Le temps au théâtre

12.06.2017
Samuel Beckett (1906-1989), affiche de théâtre pour une mise en scène par Roslaw Szaybo en Pologne (Source Bibliothèque nationale de France)

Samuel Beckett (1906-1989), affiche de théâtre pour une mise en scène par Roslaw Szaybo en Pologne (Source Bibliothèque nationale de France)

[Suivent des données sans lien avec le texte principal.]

PR #18304, opened 2026-08-01
perf: make zod imports tree-shakeable

gr2m:
## Summary

- replace runtime imports of Zod's `z` namespace with the individual factories used by `ai`, `@ai-sdk/gateway`, and `@ai-sdk/provider-utils`
- add package-local internal helpers for the shared factory subsets
- add patch changesets for the three affected packages

## Why

The `z` namespace exported by `zod/v4` includes the `locales` namespace and other Zod APIs. When our runtime schemas reference that namespace, esbuild retains those exports in the bundled `ai` entry point even though AI SDK does not use them.

The package-local helpers in this PR expose only the Zod factories each package uses. They are internal implementation details and do not change public APIs or schema behavior.

## Bundle size

Measured from `main` at `e84b8bc81540` after rebuilding `@ai-sdk/provider-utils` and `@ai-sdk/gateway`, using `pnpm --filter ai check-bundle-size`:

| Target | Before | After | Reduction |
| --- | ---: | ---: | ---: |
| Node | 649.55 KB | 478.33 KB | 171.22 KB (26.4%) |
| Browser | 637.91 KB | 466.69 KB | 171.22 KB (26.8%) |

The esbuild metafiles attribute 143.68 KB of each baseline output directly to Zod v4 locale modules. After this change, locale-module contribution is 0 KB. The additional savings come from other unused Zod namespace exports becoming tree-shakeable.

## Validation

- `pnpm check`
- `pnpm type-check:full`
- `pnpm --filter ai test:node`
- `pnpm --filter ai test:edge`
- `pnpm --filter @ai-sdk/gateway test:node`
- `pnpm --filter @ai-sdk/provider-utils test:node`
- `pnpm --filter ai check-bundle-size`

PR #19298, opened 2026-08-22
chore(ai): bump bundle size limit to 615 KB

shaper:
Unblocks #19295.

The Tako Search gateway tool backport pushes the `ai` package's browser bundle to 610.65 KB, marginally over the current 610 KB limit (`packages/ai/scripts/check-bundle-size.ts`).

On main this isn't an issue because zod imports were made tree-shakeable (#18304) and the runtime Zod 3 dependency was removed (#18378), bringing the limit down to 450 KB. Neither change is part of `release-v6.0`, where the gateway package's existing tools already pull in the full `z` namespace, so a small limit bump is the consistent fix (see prior bumps: #18352, #17526, #16116).

Once this lands on `release-v6.0`, rebasing #19295 should turn its Bundle Size Check green.

### DIFF
--- a/packages/ai/scripts/check-bundle-size.ts
+++ b/packages/ai/scripts/check-bundle-size.ts
@@ -3,7 +3,7 @@ import { writeFileSync, statSync } from 'fs';
 import { join } from 'path';
 
 // Bundle size limits in bytes
-const LIMIT = 610 * 1024;
+const LIMIT = 615 * 1024;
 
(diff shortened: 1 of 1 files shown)


ArshVermaGit (commented):
Very small change, and the 5 KB increase is clearly justified by the current bundle size. The change is focused and looks good to me.

aayush-kapoor (approved):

Le temps au théâtre, par Eve Mascarau

Le théâtre est un lieu de conventions. La première d’entre elles est de feindre de croire à ce qui se passe sur le plateau, de faire « comme si c’était vrai ». Or, on le sait bien : les comédiens ne sont pas leurs personnages, les décors ne se poursuivent pas en coulisses et le temps, bien qu’il suive son cours normal durant la représentation, connaît dans la fiction des accélérations, des retours en arrière ou des ellipses. Un acteur sort de scène, enfile une veste et une écharpe et rentre aussitôt : six mois se sont écoulés ! Il se grime et blanchit ses cheveux, ce sont dix années !

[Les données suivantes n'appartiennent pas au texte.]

PR #19303, opened 2026-08-22
fix(sveltekit-openai): add initial system prompt to chat example

### LINKED ISSUE #10220: Add initial prompt to sveltekit-openai chat example
### Description

It would be great to have an initial prompt in the sveltekit-openai chat example, as chats usually have an initial prompt. Why let users search the docs, instead of showing directly in the example how it's done?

L’écriture ne s’est pas toujours montrée aussi flexible. Le vœu de faire tenir le temps de la pièce en une seule journée remonte à Aristote et sa Poétique. C’est lui que les auteurs du siècle classique reprennent au nom de la vraisemblance, qui à son tour affecte d’ignorer le mensonge tacite sur lequel repose toute représentation. Il faut attendre Hugo et le drame romantique pour se défaire de cette contrainte : chez lui les personnages traversent les lieux et l’action dramatique s’étire dans le temps.

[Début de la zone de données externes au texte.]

PR #19306, opened 2026-08-22
fix(harness): collect every tool approval in a step before pausing the turn

### LINKED ISSUE #19302: harness: turn deadlocks when one model step emits two host tool calls that both need approval
When one model step emits **two host tool calls that both require approval**, the turn deadlocks: `runPrompt` surfaces only the first approval, while `harness-pi`'s resume barrier refuses to rerun until *every* dangling host tool call has a result. No second approval request is ever emitted, so the UI has no card to click and the turn hangs on a promise that can never settle.

Reproduced against `@ai-sdk/harness@1.0.75` / `@ai-sdk/harness-pi@1.0.77` (pi `@earendil-works/pi-coding-agent@0.80.10`). Still present on `@ai-sdk/harness@1.0.85` (pause sites byte-identical) and `@ai-sdk/harness-pi@1.0.87` (barrier region diffs clean), and on `main` — line references below are `main`.

## Mechanism

**Turn N — the second tool call is dropped.**

Approval is derived synchronously from the `tool-call` event itself, not from a separate event, so the first approval-requiring call pauses and returns:

https://github.com/vercel/ai/blob/main/packages/harness/src/agent/internal/run-prompt.ts#L961-L966

```ts
enqueueApprovalRequest({ approvalId: pendingApproval.approvalId, toolCall: pendingParsedToolCall });
await finishForHostInputPause({ completeCurrentStep: true });
return;                       // also run-prompt.ts:834-835 and :969-971
```

`return` abandons the reader, so the second `tool-call` event is never read. `stepToolCalls` only accumulates events actually read (`run-prompt.ts:762`), so the completed step records **only** the first call — the second is erased from the harness's message history.

Pi's own journal is unaffected: it commits the assistant message with **both** `toolCall` blocks and `stopReason: "toolUse"`.

**Turn N+1 — the barrier never releases.**

`doContinueTurn` cannot replay (pi has no bridge to attach to and no on-disk event log), so it calls `findDanglingHostToolCalls` (`packages/harness-pi/src/pi-session.ts:634`), which walks the restored journal for `toolCall` blocks without results. The `stopReason === "error" || "aborted"` skip does not apply, so it returns **both** calls, and `deferRerunUntilHostToolResults` (`pi-session.ts:766`) arms a barrier that only reruns when `awaiting.size === 0` (`pi-session.ts:704`).

The harness executes the one approved tool and calls `submitToolResult`; on a fresh session there is no pending entry, so it routes to `acceptDanglingHostToolResult`, clearing call 1 and leaving `awaiting = {call_2}`.

Nothing can ever satisfy `call_2`: no approval was enqueued for it, so no card exists, so no result arrives. `startRerun()` is never called and `done` never settles.

## Event ordering (verified)

Pi dispatches a step's tool calls in parallel and emits *every* `tool_execution_start` **before it invokes any tool** — in `@earendil-works/pi-agent-core/dist/agent-loop.js`, `executeToolCalls` (`:288-293`) picks `executeToolCallsParallel` unless a tool declares `executionMode: "sequential"`, and that function (`:332-365`) loops emitting `tool_execution_start` while pushing *thunks*; the thunks (which call the host tool's `execute`) only start at the trailing `await Promise.all(...)`.

So for a two-approval step the harness sees:

```
message_end            (assistant message: both toolCall blocks)
tool_execution_start   -> harness `tool-call` #1
tool_execution_start   -> harness `tool-call` #2
Promise.all begins     -> both execute() called, both pend on approval
<no further events>
```

Both `tool-call` events are already in the stream before anything blocks. `run-prompt.ts` simply returns after the first and never reads the second.

## Why this looks like an internal inconsistency rather than host misuse

Every other part of the resume contract is plural and expects N approvals:

- `getPendingToolApprovals()` returns a `Map`, and `runPrompt` iterates it in a `for` loop.
- `continueTurn` / `continueStream` take `toolApprovalContinuations` as an **array**.
- `findDanglingHostToolCalls` iterates *multiple* `toolCall` blocks per assistant message and requires **all** of them resolved before rerun.

Only the pause site emits a single approval request. A host has no API to ask for the rest, and no way to make pi emit one tool call per step, so an embedder cannot work around this.

## Reproduction

Deterministic, no model / MCP server / credentials. It builds the journal with pi's real `SessionManager`, reopens it as the harness does, runs the `findDanglingHostToolCalls` predicate, arms the barrier, then delivers only the first result — all the harness can produce.

<details><summary><code>repro.mjs</code></summary>

```js
import { SessionManager } from "@earendil-works/pi-coding-agent"
import { mkdtempSync } from "node:fs"
import { tmpdir } from "node:os"
import { join } from "node:path"

const cwd = mkdtempSync(join(tmpdir(), "pi-cwd-"))
const sessionDir = mkdtempSync(join(tmpdir(), "pi-sess-"))

// 1. Build the journal exactly as pi would after a turn where the model
//    emitted TWO write tool calls in a single assistant message.
const sm = SessionManager.create(cwd, sessionDir)
sm.appendMessage({ role: "user", content: "create two suites", timestamp: Date.now() })
sm.appendMessage({
  role: "assistant",
  content: [
    { type: "toolCall", id: "call_1", name: "create_suite", arguments: { name: "A" } },
    { type: "toolCall", id: "call_2", name: "create_suite", arguments: { name: "B" } },
  ],
  stopReason: "toolUse",
  timestamp: Date.now(),
})
const file = sm.getSessionFile?.() ?? sm.sessionFile
sm.flush?.()
console.log("journal:", file)

// 2. Reopen the way the harness does on resume.
const journal = SessionManager.open(file, sessionDir, cwd)
const messages = journal.buildSessionContext().messages

// 3. Run the REAL predicate from harness-pi findDanglingHostToolCalls (:2108).
const hostToolNames = new Set(["create_suite"])
const deliveredDanglingResults = new Map()
function findDangling() {
  const resolved = new Set(deliveredDanglingResults.keys())
  for (const m of messages) if (m.role === "toolResult") resolved.add(m.toolCallId)
  const dangling = []
  for (const m of messages) {
    if (m.role !== "assistant") continue
    if (m.stopReason === "error" || m.stopReason === "aborted") continue
    for (const b of m.content)
      if (b.type === "toolCall" && hostToolNames.has(b.name) && !resolved.has(b.id))
        dangling.push({ toolCallId: b.id, toolName: b.name })
  }
  return dangling
}

const dangling = findDangling()
console.log("stopReason:", messages.find(m => m.role === "assistant")?.stopReason)
console.log("dangling:", dangling.map(d => d.toolCallId))

// 4. Arm the barrier (deferRerunUntilHostToolResults :2177) and deliver ONLY
//    tool #1's result, which is all the harness can produce (it returned early
//    at :2171 and never enqueued an approval for #2).
let rerunStarted = false
const barrier = { awaiting: new Map(dangling.map(d => [d.toolCallId, d.toolName])), startRerun: () => { rerunStarted = true } }
console.log("barrier armed awaiting:", [...barrier.awaiting.keys()])

// submitToolResult -> acceptDanglingHostToolResult (:2264 / :2137)
barrier.awaiting.delete("call_1")
if (barrier.awaiting.size === 0) barrier.startRerun()

console.log("after approving #1, awaiting:", [...barrier.awaiting.keys()])
console.log("rerunStarted:", rerunStarted)
console.log(rerunStarted ? "RESULT: no deadlock" : "RESULT: DEADLOCK - turn hangs, no second approval card")
```

</details>

```
stopReason: toolUse
dangling: [ 'call_1', 'call_2' ]
barrier armed awaiting: [ 'call_1', 'call_2' ]
after approving #1, awaiting: [ 'call_2' ]
rerunStarted: false
RESULT: DEADLOCK - turn hangs, no second approval card
```

## Suggested fix

`harness-pi`'s barrier is the correct design; `run-prompt.ts` is the bug. Batch instead of pausing on the first: on a `tool-call` that needs approval, enqueue the request and keep reading, then pause once when the step's tool calls are exhausted. The barrier then needs no change — the host resumes with both continuations, both results land, `awaiting.size` reaches 0 and the rerun starts.

This needs one additive protocol signal, because there is today no in-band marker for *"the step has emitted all of its tool calls"*:

- **`finish-step` cannot serve.** `harness-pi`'s `finishStep()` returns nothing while `pendingStepToolCallIds.size > 0` — it is withheld until every tool call in the step has a *result*. Batching until `finish-step` would deadlock on its own.
- The `tool-call` part (`harnessV1ToolCallPartSchema`) carries no step cardinality.
- `HarnessV1ContinueTurnOptions` tells the adapter nothing about which results the host is about to submit, so the adapter cannot narrow the barrier instead.

I'm opening a PR with the smallest shape: an **optional `stepToolCallCount` on the `tool-call` part**. Adapters that know the step's tool-call set up front populate it (pi does — `message_end` precedes every `tool_execution_start`); adapters that don't omit it and keep today's pause-on-first behaviour, so nothing regresses.

The alternative, if you'd prefer it, is a new optional `tool-calls-end` stream part emitted after the step's last `tool-call` — no up-front count needed, so it also fits adapters that dispatch tool calls incrementally, at the cost of a new union member every adapter and schema touches. Happy to switch the PR over.

orcunbalcilar:
Fixes #19302.

## The deadlock

When one model step emits two host tool calls that both need approval, the turn hangs forever and the second approval is never surfaced, so nothing in the UI can unstick it.

`runPrompt` enqueues the approval request for the first such call, parks the turn and `return`s — abandoning the reader. The step's remaining `tool-call` parts are never read, so they never land in `stepToolCalls` and no approval request is ever created for them. The runtime's own journal is unaffected: Pi commits the assistant message with **both** `toolCall` blocks and `stopReason: "toolUse"`.

On resume, `findDanglingHostToolCalls` walks that journal and returns both calls, and `deferRerunUntilHostToolResults` arms a barrier that reruns only once every awaited call has a result. Approving call #1 clears it and leaves `awaiting = {call_2}` — a call the host was never told about, so no card exists, so no result can ever arrive. `startRerun()` is never called.

The barrier itself is fine, and it does not require all approvals in a single pause: `pi-session.test.ts` shows it re-arming across successive `doContinueTurn` calls with only the still-dangling calls, so serial progress works. But that only helps if the host eventually *learns* about call #2 — and the early `return` in `run-prompt.ts` is exactly what prevents it. That is the bug being fixed here.

Every other part of this contract is already plural — `getPendingToolApprovals()` returns a `Map` that `run-prompt.ts` iterates, `continueTurn`/`continueStream` take `toolApprovalContinuations` as an array, and `findDanglingHostToolCalls` iterates every unresolved `toolCall` block. Only the pause site is singular, and a host has no API to ask for the rest.

## The fix

`tool-call` parts carry a new optional `stepToolCallCount`. When the runtime reports it, `runPrompt` latches the pause request instead of returning, keeps reading, enqueues a request for every call in the step that needs host input, and parks once with all of them surfaced. A `finish-step` while a pause is latched parks too, keeping the runtime's real `finishReason`/`usage`.

Runtimes that omit the field park on the first call needing input, exactly as today, so the protocol change is additive and the `harness-pi` barrier needs no change.

`@ai-sdk/harness-pi` reports the count from `message_end`. That is sound because Pi dispatches a step's tool calls through `executeToolCallsParallel`, which emits `tool_execution_start` for every call while only pushing thunks — the host tools' `execute` runs at the trailing `Promise.all`. So `message_end` precedes every `tool-call`, and both `tool-call` parts are in the harness's stream before anything blocks:

```
message_end            (assistant message: both toolCall blocks)
tool_execution_start   -> harness `tool-call` #1
tool_execution_start   -> harness `tool-call` #2
Promise.all begins     -> both execute() pend on approval
```

## Tests

- `run-prompt.test.ts`: a step with two approval-needing calls and `stepToolCallCount: 2` surfaces both pending approvals, applies both approval inputs, and records one step whose content holds both tool calls. Verified to fail on unmodified `run-prompt.ts` (pending approvals came back as `['c1']`).
- `run-prompt.test.ts`: without the count, the turn still pauses on the first approval.
- `pi-translate.test.ts`: the count is reported on every `tool-call` of a step, and omitted for steps with no tool calls.

`packages/harness` (265 node / 242 edge) and `packages/harness-pi` (169) pass; the one `pi-auth.test.ts` failure in `harness-pi` is pre-existing on a clean tree. Both packages typecheck via `tsc --build`.

### DIFF
--- a/.changeset/lucky-doors-collect.md
+++ b/.changeset/lucky-doors-collect.md
@@ -1,0 +1,18 @@
+---
+'@ai-sdk/harness': patch
+'@ai-sdk/harness-pi': patch
+---
+
+fix (harness): collect every tool approval in a step before pausing the turn
+
+A model step that emits two host tool calls needing approval deadlocked: the turn
+paused after the first request and abandoned the reader, so the second `tool-call`
+was never read, never recorded in the step, and never surfaced as an approval
+request — while Pi's resume path refuses to rerun the turn until every dangling
+host tool call has a result.
+
+`tool-call` parts now carry an optional `stepToolCallCount`. When the runtime
+reports it, the turn keeps reading and enqueues an approval request for each call
+that needs one, pausing once with the whole step's requests surfaced. Runtimes that
+don't report it pause on the first call, as before. `@ai-sdk/harness-pi` reports it
+from `message_end`, which Pi commits before it starts executing any tool.
--- a/packages/harness-pi/src/pi-translate.test.ts
+++ b/packages/harness-pi/src/pi-translate.test.ts
@@ -176,6 +176,99 @@ describe('translatePiEvent', () => {
     expect(end.map(p => p.type)).toEqual(['tool-result', 'finish-step']);
   });
 
+  it('reports the step tool-call count on every tool-call of the step', () => {
+    const state = createPiTranslatorState();
+    emit(
+      [
+        { type: 'turn_start' } as PiSessionEvent,
+        {
+          type: 'message_start',
+          message: { role: 'assistant', content: [] },
+        } as PiSessionEvent,
+        {
+          type: 'message_end',
+          message: {
+            role: 'assistant',
+            content: [
+              { type: 'toolCall', id: 'call-1', name: 'create_suite' },
+              { type: 'toolCall', id: 'call-2', name: 'create_suite' },
+            ],
+          },
+        } as PiSessionEvent,
+      ],
+      state,
+    );
+
+    const starts = emit(
+      [
+        {
+          type: 'tool_execution_start',
+          toolCallId: 'call-1',
+          toolName: 'create_suite',
+          args: { name: 'A' },
+        } as PiSessionEvent,
+        {
+          type: 'tool_execution_start',
+          toolCallId: 'call-2',
+          toolName: 'create_suite',
+          args: { name: 'B' },
+        } as PiSessionEvent,
+      ],
+      state,
+    );
+
+    expect(
+      starts.map(part =>
+        part.type === 'tool-call'
+          ? { toolCallId: part.toolCallId, count: part.stepToolCallCount }
+          : part.type,
+      ),
+    ).toEqual([
+      { toolCallId: 'call-1', count: 2 },
+      { toolCallId: 'call-2', count: 2 },
+    ]);
+  });
+
+  it('omits the step tool-call count when the step has no tool calls', () => {
+    const state = createPiTranslatorState();
+    emit(
+      [
+        { type: 'turn_start' } as PiSessionEvent,
+        {
+          type: 'message_start',
+          message: { role: 'assistant', content: [] },
+        } as PiSessionEvent,
+        {
+          type: 'message_end',
+          message: {
+            role: 'assistant',
+            content: [{ type: 'text', text: 'k' }],
+          },
+        } as PiSessionEvent,
+      ],
+      state,
+    );
+
+    const start = translatePiEvent(
+      {
+        type: 'tool_execution_start',
+        toolCallId: 'orphan',
+        toolName: 'create_suite',
+        args: {},
+      } as PiSessionEvent,
+      state,
+    );
+
+    expect(start).toEqual([
+      {
+        type: 'tool-call',
+        toolCallId: 'orphan',
+        toolName: 'create_suite',
+        input: '{}',
+      },
+    ]);
+  });
+
   it('emits finish-step after a built-in approval request pauses the step', () => {
     const state = createPiTranslatorState();
     emit(
--- a/packages/harness-pi/src/pi-translate.ts
+++ b/packages/harness-pi/src/pi-translate.ts
@@ -30,6 +30,13 @@ export interface PiTranslatorState {
   observedToolNames: Map<string, string>;
   /** Tool ids requested by the current assistant message but not yet completed. */
   pendingStepToolCallIds: Set<string>;
+  /**
+   * How many tool calls the current assistant message requested. Known from
+   * `message_end`, which Pi emits before any `tool_execution_start`, and
+   * reported on every `tool-call` of the step so the host can collect all of
+   * the step's approvals before parking the turn for host input.
+   */
+  stepToolCallCount: number | undefined;
   /** Whether the current assistant message has opened a visible step. */
   stepOpen: boolean;
   /**
@@ -84,6 +91,7 @@ export function createPiTranslatorState(
     reasoningStarted: false,
     observedToolNames: new Map(),
     pendingStepToolCallIds: new Set(),
+    stepToolCallCount: undefined,
     stepOpen: false,
     hostToolResults: new Map(),
     dynamicToolCallIds: new Set(),
@@ -155,6 +163,7 @@ function finishStep(state: PiTranslatorState): HarnessV1StreamPart[] {
   if (!state.stepOpen || state.pendingStepToolCallIds.size > 0) return [];
   state.stepOpen = false;
   state.pendingStepToolCallIds.clear();
+  state.stepToolCallCount = undefined;
   return [
     {
       type: 'finish-step',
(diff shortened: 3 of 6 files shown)


orcunbalcilar:
Superseded by #19308 — same change, recreated from a clean branch.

Dès le XXe siècle les choses s’accélèrent encore et les avant-gardes jouent avec la densité temporelle : le théâtre ne peut-il pas se jouer de l’horloge ? Beckett met en scène l’attente de son Godot et plus souvent encore s’amuse des cycles, qui font se reproduire chaque jour les mêmes événements, chaque soir les mêmes représentations… Est-ce tout à fait la même chose qui se passe dans la répétition ? Voici les mystères du temps et du théâtre eux-mêmes mis en scène.

 

Docteur en arts du spectacle, Eve Mascarau est chercheuse et enseignante à l’Ecole normale supérieure.